For his part, the Afghan president appeared to have accepted Obama’s non-negotiable demand that any U.S. force that remains in Afghanistan after 2014 is subject to the U.S. Uniform Code of Military Justice but receives immunity from Afghan law.

“I can go to the Afghan people and argue for immunity for U.S. troops in Afghanistan in a way that Afghan sovereignty would not be compromised,” said Karzai, who asserted that the immunity issue was as important to the U.S. as “sovereignty and detentions and the continued presence of international forces in Afghan villages” are for Afghans.

The American commander in Afghanistan, Marine Gen. John Allen, reportedly has presented options that call for keeping 6,000 to 20,000 U.S. troops in the country, though administration officials said this week for the first time that the White House might decide not to keep any American soldiers there.

Obama said he and Karzai hadn’t decided on how many U.S. troops might remain, but underscored that an American mission would be “very specific and very narrow”: training and assisting Afghan forces and attacking al-Qaida and its affiliates.

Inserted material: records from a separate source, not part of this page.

PR #3676, opened 2020-11-26
3656 -  Bug in site settings

lcubas:


ywarnier:
This looks OK. Good job.
However, because it modifies a method used in 52 different methods which in turn are called from many more locations, I feel like it is too late to safely include in 1.11.14.

I will leave this issue opened for now and merge this PR post-1.11.14.
In researching the impact of this, I have looked for 
 - the original inclusion of this lib in Chamilo (14 years ago) https://github.com/chamilo/chamilo-lms/blame/2a2f5d5af5731e9dcaba392d2ace77aedef2063d/main/inc/lib/pear/HTML/Common.php#L140 (pretty similar to its common form)
 - all the changes since then (only a change from ENT_QUOTES to ENT_COMPAT)
 - the changes to the original method: http://svn.php.net/viewvc/pear/packages/HTML_Common/trunk/Common.php?revision=278215&view=markup line 144 (no logic change detected)
 - the new version of this library: https://github.com/pear/HTML_Common2/blob/trunk/HTML/Common2.php#L223 (no logic change from the original)

Nothing suggests that this method has been a problem to others, which makes me doubt the necessity of applying this patch here.

ywarnier:
This change is too generic. It affects other forms of Chamilo where the filtering is different.

PR #3677, opened 2020-11-26
Quiz :  Lock back in browser when quiz_prevent_backwards_move is active

carlangas159:
When the option quiz_prevent_backwards_move is active, it prevents you from returning to the previous question when you are solving an exercise, which is correct.

However it can create confusion for students when they finish the exam and press back on the browser, they create another attempt which can create confusion for the student.

It seeks to block the back action of the browsers to prevent this from happening from the end of the exercise page and the option quiz_prevent_backwards_move is activated

NOTE: Validation is required since normally the back action of the browser should not be blocked (@AngelFQC )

“That is a very limited mission, and it is not one that would require the same kind of footprint, obviously, that we’ve had over the last 10 years in Afghanistan,” Obama said.

Obama said the pair had discussed the new peace plan Karzai is pursuing with the Taliban, which is envisioned by 2015, and that they’d agreed to try to speed it along with the opening of a Taliban political office in Qatar to facilitate talks.

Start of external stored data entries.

PR #3687, opened 2020-12-01
check if the stored progress is higher than the new value

juan-cortizas-ponte:
Change on main/lp/learnpath.class.php to avoid updating the progress value with a lower value than the current one.

Changes on function save_last($score x null) to get the current stored progress value and compare it with the new value, if the new value is lower than the current one it does not save the progress

imagen

### DIFF
--- a/main/lp/learnpath.class.php
+++ b/main/lp/learnpath.class.php
@@ -4964,6 +4964,22 @@ class learnpath
                 $progress = $score;
             }*/
 
+            $storedProgress = self::getProgress(
+                $this->get_id(),
+                $userId,
+                $course_id,
+                $this->get_lp_session_id()
+            );
+
+            // Check if the stored progress is higher than the new value
+            if ($storedProgress >= $progress) {
+                if ($debug) {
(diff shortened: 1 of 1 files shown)


jmontoyaa:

The new plan calls for Pakistan to replace the U.S. in arranging direct talks between Karzai and leaders of the Taliban-led insurgency, and Obama said the U.S. welcomed the initiative.

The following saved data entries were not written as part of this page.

PR #3688, opened 2020-12-01
Updated LDAP config file location/name

lonesomewalker:
Corrected wrong filename where to edit LDAP config.

There is no main/auth/external_login/ldap.conf.php
Instead we have auth.conf.php

Also corrected some typo


ywarnier:
Thanks!

PR #3711, opened 2020-12-14
Fix to show theme for each course

fabiowoj:
The select theme for specific course not loading. The platform theme still appear. This fix, solve that bug.


ywarnier:
Thanks for reporting and offering a patch, @fabiowoj (and sorry for the delay reviewing it)
I have not taken your patch because it disables most of the api_get_visual_theme() optimisation. Rather, I have made a special case for when inside a course.
Submitted as c165bc5b58

Issue #2861, opened 2019-03-22
Survey displays question numbers


xam1234:
When you create survey all questions have numbers, this should be optional or turned off. Old versions didn't have this.

![f1](https://user-images.githubusercontent.com/32258255/54824732-10b69d80-4cac-11e9-88ef-772862aab509.jpg)

Server: 11.chamilo.org (22.03.2019)

ywarnier:
This requires a new field `display_question_number INT default 1` in the c_survey table.

ywarnier:
Works well for me

PR #3713, opened 2020-12-14
2861 - Survey displays question numbers

lcubas:


AngelFQC (changes requested):
Missing migration to add display_question_number to CSurvey

ywarnier:
#2861

PR #3738, opened 2021-01-05
Remove code that checks for Flash client

bigbluemeeting:
As the Flash client is no longer used and Flash has been deprecated in general there is no need for this code which checks for the client.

He said that after 10 years the U.S. had “come very close to achieving our central goal,” which is to decapitate al-Qaida, “to dismantle them, to make sure that they can’t attack us again.”

But in its latest report on the war, the Pentagon said that despite progress in fighting Taliban-led extremists and the training of Afghan security forces, the U.S.-led counterinsurgency campaign “continued to face challenges, including a rise in insider attacks.”

“The insurgency’s safe havens in Pakistan, the limited institutional capacity of the Afghan government and endemic corruption remain the greatest risks to long term stability and sustainable security in Afghanistan,” it said. “The insurgents remain resilient and determined, and will likely attempt to regain lost ground and influence through continued assassinations, intimidation, high-profile attacks and the emplacement of improvised explosive devices (IEDs). Widespread corruption continues to limit the effectiveness and legitimacy of the Afghan government.”

Karzai pledged that he won’t seek re-election when his second term ends in 2014, saying “the greatest of my achievements” would be an “interference-free election” in which he’d be “very happily, a retired president.”

An Afghan reporter asked Obama what assurances he could give women in Afghanistan that they won’t see their rights restricted by any peace settlement with the Taliban.

He replied that while the peace process has to be Afghan-led, the U.S. has made it clear that the Taliban have to recognize the Afghan Constitution and its protections for women.

“The United States strongly believes that Afghanistan cannot succeed unless it gives opportunity to its women,” Obama said. “We believe that about every country in the world.”